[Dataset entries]

PR #13946, opened 2025-10-03
Enable customized patient searches from plugs

khavinshankar:
## Proposed Changes

Added PatientSearch plugin component hook, this hook is meant for extending patient search functionality for the plug. 

Currently the core app uses patient identifiers for searching patient, but there are some use cases where we cannot use patient identifiers, eg: incase of recurring temporary tokens. In this case, alternate option is to extend the search where plugins can search based on custom fields.

This feature is currently required by the ABDM plug to search patients by token generated by scan and share QR code.

To enable above requirements, I have added a plugin component hook which takes shared state as a param which is a react hook form state. This enables plugins to update the shared state at runtime to enable more search options.

Here is how ABDM plug extends it for supporting patient search by scan and share token. https://github.com/10bedicu/care_abdm_fe/pull/55

image

## Merge Checklist

- [x] Update [product documentation](https://docs.ohc.network).
- [x] Request peer reviews.

## Summary by CodeRabbit

- New Features
  - Per-option search actions: each search option can now handle its own search behavior.
  - Patient Search now supports a plugin component for extensible workflows.

- Bug Fixes
  - More robust patient selection and navigation, preventing errors when year of birth is missing.
  - Clearer loading and empty states during patient search for a more consistent experience.

### DIFF
--- a/src/components/Common/SearchInput.tsx
+++ b/src/components/Common/SearchInput.tsx
@@ -36,6 +36,7 @@ interface SearchOption {
   value: string;
   component?: React.ComponentType<HTMLDivElement>;
   display: string;
+  onSearch?: (value: string) => void;
 }
 
 interface SearchInputProps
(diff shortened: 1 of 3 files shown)


src/components/Common/SearchInput.tsx
```diff
@@ -100,22 +101,34 @@ const SearchInputFieldRenderer = ({
 
         // Only call onSearch if the phone number is valid
         if (isValid) {
-          onSearch(selectedOption.key, phoneValue);
+          if (selectedOption.onSearch) {
+            selectedOption.onSearch(phoneValue);
+          } else {
+            onSearch(selectedOption.key, phoneValue);
+          }
```
rithviknishad, line 108: shouldn't both onSearch's get triggered? 🤔 
```suggestion
          selectedOption.onSearch?.(phoneValue);
          onSearch(selectedOption.key, phoneValue);
```

yash-learner (approved):
LGTM 👍

rithviknishad (commented):
not a fan of using zod and useForm for managing states that does not belong to a form... but okay....

src/components/Common/SearchInput.tsx
khavinshankar: The onSearch (in the props) is like a fallback, when there is no onSearch in the selectedOptions it falls back to the root one.

If it is triggered every time, patient identifier search calls would be made which would result in 404. These would be unnecessary api calls.

rithviknishad (approved):

khavinshankar:
Merging this PR as this is needed for training.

> _Work to be completed_:
Taking the records above as input, show every line in which the word "form" is present.

> _Result of this task_:
To enable above requirements, I have added a plugin component hook which takes shared state as a param which is a react hook form state. This enables plugins to update the shared state at runtime to enable more search options.
not a fan of using zod and useForm for managing states that does not belong to a form... but okay....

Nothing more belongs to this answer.